Authored by int3 on Jul 8 2021, 9:32 AM.

Details

Reviewers
gkm
smeenai
Group Reviewers
Restricted Project
Commits
rG428a7c1b38d2: [lld-macho] Have ICF operate on all sections at once
Summary

ICF previously operated only within a given OutputSection. We would
merge all CFStrings first, then merge all regular code sections in a
second phase. This worked fine since CFStrings would never reference
regular __text sections. However, I would like to expand ICF to merge
functions that reference unwind info. Unwind info references the LSDA
section, which can in turn reference the __text section, so we cannot
perform ICF in phases.

In order to have ICF operate on InputSections spanning multiple
OutputSections, we need a way to distinguish InputSections that are
destined for different OutputSections, so that we don't fold across
section boundaries. We achieve this by creating OutputSections early,
and setting InputSection::parent to point to them. This is what
LLD-ELF does. (This change should also make it easier to implement the
section$start$ symbols.)

This diff also merges InputSections w/o checking their flags, which I
think is the right behavior -- if they are destined for the same
OutputSection, they will have the same flags in the output (even if
their input flags differ). I.e. the parent pointer check subsumes the
flags check. In practice this has nearly no effect (ICF did not become
any more effective on chromium_framework).

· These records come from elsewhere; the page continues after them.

PR #13794, opened 2019-01-08
[MXNET-1263] Unit Tests for Java Predictor and Object Detector APIs

piyushghai:
## Description ##
Added unit tests for Java Predictor API and Object Detector API.

### Essentials ###

@lanking520 @andrewfayres @zachgk

### DIFF
--- a/scala-package/core/pom.xml
+++ b/scala-package/core/pom.xml
@@ -13,6 +13,10 @@
   <artifactId>mxnet-core</artifactId>
   <name>MXNet Scala Package - Core</name>
 
+  <properties>
+    <skipTests>false</skipTests>
+  </properties>
+
   <build>
     <plugins>
       <plugin>
@@ -112,16 +116,6 @@
           <argLine>
             -Djava.library.path=${project.parent.basedir}/native/target \
             -Dlog4j.configuration=file://${project.basedir}/src/test/resources/log4j.properties
-          </argLine>
-        </configuration>
-      </plugin>
-      <plugin>
-        <groupId>org.apache.maven.plugins</groupId>
-        <artifactId>maven-surefire-plugin</artifactId>
-        <version>2.22.0</version>
-        <configuration>
-          <argLine>
-            -Djava.library.path=${project.parent.basedir}/native/target
           </argLine>
         </configuration>
       </plugin>
--- a/scala-package/core/pom.xml
+++ b/scala-package/core/pom.xml
@@ -14,7 +14,7 @@
   <name>MXNet Scala Package - Core</name>
 
   <properties>
-    <skipTests>false</skipTests>
+    <skipJavaTests>false</skipJavaTests>
   </properties>
 
   <build>
--- a/scala-package/infer/src/test/java/org/apache/mxnet/infer/javaapi/ObjectDetectorOutputTest.java
+++ b/scala-package/infer/src/test/java/org/apache/mxnet/infer/javaapi/ObjectDetectorOutputTest.java
@@ -17,23 +17,29 @@
 
 package org.apache.mxnet.infer.javaapi;
 
+import org.junit.Assert;
 import org.junit.Test;
 
 public class ObjectDetectorOutputTest {
+
+    private String predictedClassName = "lion";
+
+    private float delta = 0.00001f;
 
     @Test
     public void testConstructor() {
 
         float[] arr = new float[]{0f, 1f, 2f, 3f, 4f};
 
-        ObjectDetectorOutput odOutput = new ObjectDetectorOutput("simba", arr);
+        ObjectDetectorOutput odOutput = new ObjectDetectorOutput(predictedClassName, arr);
 
-        assert (odOutput.getClassName().equals("simba"));
-        assert (odOutput.getProbability() == 0);
-        assert (odOutput.getXMin() == 1);
-        assert (odOutput.getXMax() == 2);
-        assert (odOutput.getYMin() == 3);
-        assert (odOutput.getYMax() == 4);
+        Assert.assertEquals(odOutput.getClassName(), predictedClassName);
+        Assert.assertEquals("Threshold not matching", odOutput.getProbability(), 0f, delta);
+        Assert.assertEquals("Threshold not matching", odOutput.getXMin(), 1f, delta);
+        Assert.assertEquals("Threshold not matching", odOutput.getXMax(), 2f, delta);
+        Assert.assertEquals("Threshold not matching", odOutput.getYMin(), 3f, delta);
+        Assert.assertEquals("Threshold not matching", odOutput.getYMax(), 4f, delta);
+
     }
 
     @Test (expected = ArrayIndexOutOfBoundsException.class)
@@ -41,8 +47,13 @@ public class ObjectDetectorOutputTest {
 
         float[] arr = new float[]{0f, 1f};
 
-        ObjectDetectorOutput odOutput = new ObjectDetectorOutput("simba", arr);
+        ObjectDetectorOutput odOutput = new ObjectDetectorOutput(predictedClassName, arr);
 
-        odOutput.getYMax();
+        Assert.assertEquals(odOutput.getClassName(), predictedClassName);
+        Assert.assertEquals("Threshold not matching", odOutput.getProbability(), 0f, delta);
+        Assert.assertEquals("Threshold not matching", odOutput.getXMin(), 1f, delta);
+
+        // This is where exception will be thrown
+        odOutput.getXMax();
     }
 }
--- a/scala-package/infer/src/test/java/org/apache/mxnet/infer/javaapi/ObjectDetectorOutputTest.java
+++ b/scala-package/infer/src/test/java/org/apache/mxnet/infer/javaapi/ObjectDetectorOutputTest.java
@@ -1,0 +1,48 @@
+/*
+ * Licensed to the Apache Software Foundation (ASF) under one or more
+ * contributor license agreements.  See the NOTICE file distributed with
+ * this work for additional information regarding copyright ownership.
+ * The ASF licenses this file to You under the Apache License, Version 2.0
+ * (the "License"); you may not use this file except in compliance with
+ * the License.  You may obtain a copy of the License at
+ *
+ *    http://www.apache.org/licenses/LICENSE-2.0
+ *
+ * Unless required by applicable law or agreed to in writing, software
+ * distributed under the License is distributed on an "AS IS" BASIS,
+ * WITHOUT WARRANTIES OR CONDITIONS OF ANY KIND, either express or implied.
+ * See the License for the specific language governing permissions and
+ * limitations under the License.
+ */
+
+package org.apache.mxnet.infer.javaapi;
+
+import org.junit.Test;
+
+public class ObjectDetectorOutputTest {
+
+    @Test
+    public void testConstructor() {
+
+        float[] arr = new float[]{0f, 1f, 2f, 3f, 4f};
+
+        ObjectDetectorOutput odOutput = new ObjectDetectorOutput("simba", arr);
+
+        assert (odOutput.getClassName().equals("simba"));
+        assert (odOutput.getProbability() == 0);
+        assert (odOutput.getXMin() == 1);
+        assert (odOutput.getXMax() == 2);
+        assert (odOutput.getYMin() == 3);
+        assert (odOutput.getYMax() == 4);
+    }
+
+    @Test (expected = ArrayIndexOutOfBoundsException.class)
+    public void testIncompleteArgsConstructor() {
+
+        float[] arr = new float[]{0f, 1f};
+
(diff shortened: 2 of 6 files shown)


scala-package/infer/src/test/java/org/apache/mxnet/infer/javaapi/ObjectDetectorOutputTest.java
```diff
@@ -0,0 +1,48 @@
...
+
+    @Test
+    public void testConstructor() {
+
+        float[] arr = new float[]{0f, 1f, 2f, 3f, 4f};
+
+        ObjectDetectorOutput odOutput = new ObjectDetectorOutput("simba", arr);
+
+        assert (odOutput.getClassName().equals("simba"));
+        assert (odOutput.getProbability() == 0);
```
vishaalkapoor: assertEquals would give a clearer error message.

vishaalkapoor: Two comments
1) You shouldn't compare floats with equality. The recommended way is to use thresholds. https://howtodoinjava.com/java/basics/correctly-compare-float-double/
2) Use assertEquals with a delta to do this for you. Additionally, if there is inequality, assertequals will provide a more useful error message.

scala-package/infer/src/test/java/org/apache/mxnet/infer/javaapi/ObjectDetectorOutputTest.java
```diff
@@ -0,0 +1,48 @@
...
+    }
+
+    @Test (expected = ArrayIndexOutOfBoundsException.class)
+    public void testIncompleteArgsConstructor() {
+
+        float[] arr = new float[]{0f, 1f};
+
+        ObjectDetectorOutput odOutput = new ObjectDetectorOutput("simba", arr);
+
+        odOutput.getYMax();
```
vishaalkapoor: If you want to be pedantic, you could also check that probability is 0 and getXmin are also set as expected. :)

scala-package/infer/src/test/java/org/apache/mxnet/infer/javaapi/ObjectDetectorTest.java
```diff
@@ -0,0 +1,87 @@
...
+import org.junit.Test;
+import org.mockito.Mockito;
+
+import java.awt.image.BufferedImage;
+import java.util.ArrayList;
+import java.util.List;
+
+public class ObjectDetectorTest {
+
+    List<DataDesc> inputDesc;
```
vishaalkapoor: private or private final for the member variables?

scala-package/infer/src/test/java/org/apache/mxnet/infer/javaapi/ObjectDetectorTest.java
```diff
@@ -0,0 +1,87 @@
...
+
+    List<List<ObjectDetectorOutput>> result;
+
+    ObjectDetector objectDetector;
+
+    @Before
+    public void setUp() {
+
+        inputDesc = new ArrayList<>();
+        inputDesc.add(new DataDesc("", new Shape(new int[]{1, 3, 512, 512}), DType.Float32(), Layout.NCHW()));
```
vishaalkapoor: new Shape(int[] ...) is the same "dummy" shape throughout. the details aren't important so you can use a member variable or a dummy creation method to remove the details

inputDesc.add(new DataDec("", testShape(), ...)

scala-package/infer/src/test/java/org/apache/mxnet/infer/javaapi/ObjectDetectorTest.java
```diff
@@ -0,0 +1,87 @@
...
+        inputImage = new BufferedImage(512, 512, BufferedImage.TYPE_INT_RGB);
```
vishaalkapoor: Also it would be worthwhile to extract any globals like 512 into private static finals so they can be recognized easily as the same thing, and descriptively.

scala-package/infer/src/test/java/org/apache/mxnet/infer/javaapi/ObjectDetectorTest.java
```diff
@@ -0,0 +1,87 @@
...
+        result.get(0).add(new ObjectDetectorOutput("simbaa", new float[]{}));
+    }
+
+    @Test
+    public void testObjectDetectorWithInputImage() {
+
+        Mockito.when(objectDetector.imageObjectDetect(inputImage, 5)).thenReturn(result);
+        List<List<ObjectDetectorOutput>> actualResult = objectDetector.imageObjectDetect(inputImage, 5);
+        Mockito.verify(objectDetector, Mockito.times(1)).imageObjectDetect(inputImage, 5);
+        Assert.assertEquals(result, actualResult);
```
vishaalkapoor: nit - result and actualResult are ambiguous. if you want, I'd recommend using something like expectedResult, actualResult or expectedResult, result.

scala-package/infer/src/test/java/org/apache/mxnet/infer/javaapi/ObjectDetectorTest.java
```diff
@@ -0,0 +1,87 @@
...
+    @Before
+    public void setUp() {
+
+        inputDesc = new ArrayList<>();
+        inputDesc.add(new DataDesc("", new Shape(new int[]{1, 3, 512, 512}), DType.Float32(), Layout.NCHW()));
+        inputImage = new BufferedImage(512, 512, BufferedImage.TYPE_INT_RGB);
+        objectDetector = Mockito.mock(ObjectDetector.class);
+        result = new ArrayList<>();
+        result.add(new ArrayList<ObjectDetectorOutput>());
+        result.get(0).add(new ObjectDetectorOutput("simbaa", new float[]{}));
```
vishaalkapoor: why simbaa? is this supposed to be Search IMages By Appearance? (simba)?

scala-package/infer/src/test/java/org/apache/mxnet/infer/javaapi/ObjectDetectorTest.java
```diff
@@ -0,0 +1,87 @@
...
+    }
+
+    @Test
+    public void testObjectDetectorWithInputImage() {
+
+        Mockito.when(objectDetector.imageObjectDetect(inputImage, 5)).thenReturn(result);
+        List<List<ObjectDetectorOutput>> actualResult = objectDetector.imageObjectDetect(inputImage, 5);
```
vishaalkapoor: Is it possible to use real data here instead of Mockito? Mockito was made for situations where real objects would be difficult or impossible. This seems like a situation where we can use a real object and test code paths. I do realize there is an argument that if you use a real object, you're not isolating the component your testing, but on the flip side, using a mock is not as likely to catch real errors. There is an argument in favor of preferring real objects to mocks here if you're curious:
https://testing.googleblog.com/2013/05/testing-on-toilet-dont-overuse-mocks.html

scala-package/infer/src/test/java/org/apache/mxnet/infer/javaapi/ObjectDetectorOutputTest.java
piyushghai: Thanks. Done in 41f33716118c7cad36605daad820cc97a2e46201

scala-package/infer/src/test/java/org/apache/mxnet/infer/javaapi/ObjectDetectorOutputTest.java
piyushghai: Good point. I am now using assertEquals with delta. 
41f33716118c7cad36605daad820cc97a2e46201

scala-package/infer/src/test/java/org/apache/mxnet/infer/javaapi/ObjectDetectorTest.java
piyushghai: Done. 41f33716118c7cad36605daad820cc97a2e46201

scala-package/infer/src/test/java/org/apache/mxnet/infer/javaapi/ObjectDetectorTest.java
piyushghai: Done. 41f33716118c7cad36605daad820cc97a2e46201

scala-package/infer/src/test/java/org/apache/mxnet/infer/javaapi/ObjectDetectorTest.java
piyushghai: Done. 
41f33716118c7cad36605daad820cc97a2e46201

scala-package/infer/src/test/java/org/apache/mxnet/infer/javaapi/ObjectDetectorTest.java
piyushghai: That was just a random string for UTs. 
Modified it :) 
41f33716118c7cad36605daad820cc97a2e46201

scala-package/infer/src/test/java/org/apache/mxnet/infer/javaapi/ObjectDetectorTest.java
piyushghai: > This test is mocking out the called method on the next line, right? Shouldn't it be mocking out the method called at
> 
> [incubator-mxnet/scala-package/infer/src/main/scala/org/apache/mxnet/infer/javaapi/ObjectDetector.scala](https://github.com/apache/incubator-mxnet/blob/96439e6e4889b9c6e2e00ad38b6d379837dc43e1/scala-package/infer/src/main/scala/org/apache/mxnet/infer/javaapi/ObjectDetector.scala#L68)
> Line 68 in [96439e6](/apache/incubator-mxnet/commit/96439e6e4889b9c6e2e00ad38b6d379837dc43e1)
>  val ret = objDetector.imageObjectDetect(inputImage, Some(topK)) 
> But on a bigger note, these tests are on a very thin translation layer so the Mockito tests test very little. Is it possible to use real data here instead of Mockito? It is possible that imageObjectDetect can be changed so as to be impossible to return "result" without violating any types. If so, this test would not be testing a true code path.
> 
> Generally, there's an argument on real objects vs Mocks that I'll quote: https://testing.googleblog.com/2013/05/testing-on-toilet-dont-overuse-mocks.html
> 
> Mocks were made for situations where using real objects would be difficult, undesirable, or impossible, e.g. network calls. I do realize there is an argument that if you use a real object, you're not isolating the component your testing, but on the flip side, using a mock is not as likely to catch real errors; and if the underlying code is changed, the test above should still run unchanged. As for performance, I wouldn't imagine a big impact.
> 
> Let me know what you think.

Yes you have a valid point that it should be mocking out the next line. The unit tests for ```val ret = objDetector.imageObjectDetect(inputImage, Some(topK)) ``` (Scala code) already exist and can be found here : https://github.com/apache/incubator-mxnet/blob/master/scala-package/infer/src/test/scala/org/apache/mxnet/infer/ObjectDetectorSuite.scala 


As for using Mockito v/s real data, I would prefer using a proper integration test Suite, with real world data, and leave the unit tests to check the code paths and branches with mocked data. 

The integ test for SSD in Java can be found here : https://github.com/apache/incubator-mxnet/blob/master/scala-package/mxnet-demo/java-demo/src/main/java/mxnet/ObjectDetection.java

vishaalkapoor: Nice! for the integration test.

Though this integration test has a different purpose of coverage. For example, it won't cover each of the methods you have. And the current Mock tests in isolation leave a gap between the tests.

Ideally there would be more coverage in the unit tests as they are not in the form to catch the most common kind of bug that will be introduced, and that is unexpected input of the same shape - because you're prescribing that input with Mockito.

But I don't think I can block as there are integration tests and reasonable unit tests. 

LGTM. Thanks for making those changes!

vishaalkapoor:
LGTM

scala-package/core/pom.xml
```diff
@@ -13,6 +13,10 @@
   <artifactId>mxnet-core</artifactId>
   <name>MXNet Scala Package - Core</name>
 
+  <properties>
+    <skipTests>false</skipTests>
```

I've also updated ICF.cpp's block comment to better reflect its current
status.

Diff Detail

Event Timeline

int3 created this revision.Jul 8 2021, 9:32 AM
Herald added a project: Restricted Project. · View Herald Transcript
int3 requested review of this revision.Jul 8 2021, 9:32 AM
Herald added a project: Restricted Project. · View Herald TranscriptJul 8 2021, 9:33 AM
int3 updated this revision to Diff 357258.Jul 8 2021, 9:45 AM
int3 edited the summary of this revision. (Show Details)
int3 planned changes to this revision.Jul 8 2021, 9:55 AM
int3 updated this revision to Diff 357388.Jul 8 2021, 4:48 PM
int3 retitled this revision from [lld-macho][nfc] Create OutputSections earlier to [lld-macho] Have ICF operate on all sections at once.
int3 edited the summary of this revision. (Show Details)
smeenai accepted this revision.Jul 16 2021, 9:59 AM
smeenai added a subscriber: smeenai.

LGTM

My one concern is that we now have to set isec->parent in a whole bunch of places (vs. the previous centralized setup), and that feels easy to forget if we need it in more spots in the future. I imagine things would blow up pretty loudly if it were forgotten though.

This revision is now accepted and ready to land.Jul 16 2021, 9:59 AM
int3 added a comment.Jul 17 2021, 10:41 AM

Yeah, I agree that it's unfortunate, but we can't emit any InputSection that doesn't have a parent, so omissions should indeed be pretty easy to catch :)

This revision was automatically updated to reflect the committed changes.